Documentation
¶
Overview ¶
Package doctool provides document parsing tools for agents. It extracts text content from common file formats so agents can process file attachments received through messenger platforms.
Problem: Users send files (PDFs, Word docs, CSVs, config files) that agents need to read and understand. Without this tool, file content would be opaque to the agent. This package converts documents into plain text that fits within the LLM context window.
Supported formats:
- .txt, .md, .json, .yaml, .yml, .xml, .log — read as-is
- .csv — parsed into a readable markdown table
- .docx — extracted via ZIP + XML parsing (no external dependencies)
- .pdf — multi-strategy extraction: 1. pdftotext (poppler-utils) — fast, handles forms and text PDFs 2. Tesseract OCR — handles scanned/image-based PDFs 3. dslipak/pdf (pure Go) — fallback when system tools are unavailable
Safety guards:
- File size capped at 10 MB
- 30-second parse timeout (prevents hung I/O on network mounts or complex PDFs)
- PDF parsing runs in a goroutine with context deadline (dslipak/pdf ignores context)
- Output truncated at 32 KB to limit LLM context consumption
Dependencies:
- github.com/dslipak/pdf — pure-Go PDF reader (fallback, no system deps)
- pdftotext (poppler-utils) — optional, for reliable text PDF extraction
- pdftoppm (poppler-utils) — optional, for PDF-to-image conversion (OCR pipeline)

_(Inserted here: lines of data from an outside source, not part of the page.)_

Issue #1495, opened 2018-10-20
Set fax link in footer to an app config instead of an env var


colinxfleming:
Thanks for creating an issue! Please fill out this form so we can be sure to have all the information we need, and to minimize back and forth.

* **What are we trying to do?**

Our footer: 

![image](https://user-images.githubusercontent.com/3866868/47257375-c9a55180-d45a-11e8-924a-d9cf87bd4cb1.png)

It's nice, right? But sometimes people switch fax services, and we don't want to be on the hook for making a code change.

* **What feature or behavior is this required for?**

Getting engineers out of processes that should live with the funds themselves.

* **How could we solve this issue? (Not knowing is okay!)**

We have a working model for how to add this kind of app config in `app/models/config.rb`. We should:

* add fax service as an admin config option
* replace that footer link to either be nothing if the config isn't set or the config if so
* Figure out a way to accommodate both the name and the URL in one config

* **Anything else?**

stems from #1465

vraravam:
I'll sign up for this

colinxfleming:
hey @vraravam , I think @tingaloo  beat you to it, but could I point you toward #1499 instead?

vraravam:
@colinxfleming : @tingaloo had asked me to take over the PR, but as I had mentioned, I would much rather start afresh (attributing to him as well). Hope that is ok with you. Please ack before I can start the work.

colinxfleming:
resolved

PR #1504, opened 2018-10-20
Config change for fax

tingaloo:

I don't really like the design pattern I used here, primarily because there's both a service and url portion. Config is a little bloated, could use some thinning.

* Fax env var to config.

* Bumps #1495


app/views/layouts/_footer.html.erb
```diff
@@ -6,11 +6,12 @@
 		</div>
 	</div><!-- end row -->
 </div><!-- end container -->
-	  
+
 <div id="app_footer" class="container text-center margin-bottom-sm">
   <a href="http://<%= FUND_DOMAIN %>/"><%= FUND_FULL %></a> -- <a href="tel:<%= FUND_PHONE %>"><span class="glyphicon glyphicon-earphone" aria-hidden="true"></span> <%= FUND_PHONE %></a><br>
 	<a href="https://prochoice.org/">National Abortion Federation</a> -- <a href="tel:800-772-9100"><span class="glyphicon glyphicon-earphone" aria-hidden="true"></span> 800-772-9100</a><br>
-	<%= link_to FUND_FAX_SERVICE, "http://#{FUND_FAX_SERVICE}", target: '_blank', rel: 'noopener nofollow' %>
+	<a href="http://<%= fax_service %>/"><%= fax_service %></a> -- <a href="tel:<%= fax_number %>"><span class="glyphicon glyphicon-earphone" aria-hidden="true"></span> <%= fax_number %></a><br>
```
colinxfleming: Rails has a pretty sick helper for cleaning up this kind of thing - https://api.rubyonrails.org/v5.2.1/classes/ActionView/Helpers/UrlHelper.html#method-i-link_to

So we can effectively replace this with `link_to nil, fax_service, target:'_blank', rel: 'noopener nofollow'` and it'll save us having to do http etc.

```suggestion
	<%= link_to nil, fax_service, target: '_blank', rel: 'noopener nofollow' %>
```

app/models/config.rb
```diff
@@ -41,6 +41,14 @@ def options
     config_value[:options]
   end
 
+  def fax_service
+    config_value[:service]
+  end
+
+  def fax_number
```
colinxfleming: You know, I think you're absolutely right on how the fax number here makes things much more complex. Let's ditch it and just go with fax service, and ask them to make that a url like `http://whatever.com`. Hopefully that cuts down on a little bit of the complexity/ugmo-ness. That way we can make it handle more like `resources_url`. thoughts?

tingaloo:
@vraravam Hey, i'd like to hand this issue over to you if you'd like. I don't have as much domain knowledge on the performance aspects.

vraravam:
@tingaloo - I'm going to create a new PR with all of my changes - will attribute some of the work to you (but, I dont feel comfortable committing on top of yours due to lots of differences in opinion).

colinxfleming:
I think a takeaway I have is that our config model is starting to break a little bit. We were previously only really using it for drop down options, and it doesn't apply as well to singleshot stuff like this. Not something we have to immediately resolve but it's def a little too magical in a weird way right now.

- tesseract — optional, for OCR on scanned/image PDFs
- Install on macOS: brew install poppler tesseract
- Install on Debian: apt-get install poppler-utils tesseract-ocr
Index ¶
Constants ¶
This section is empty.
Variables ¶
This section is empty.
Functions ¶
This section is empty.
Types ¶
type ToolProvider ¶
type ToolProvider struct{}
ToolProvider wraps the document parsing tool and satisfies the tools.ToolProviders interface.
func NewToolProvider ¶
func NewToolProvider() *ToolProvider
NewToolProvider creates a ToolProvider for the document parsing tool.
func (*ToolProvider) GetTools ¶
func (p *ToolProvider) GetTools() []tool.Tool
GetTools returns the document parsing tool.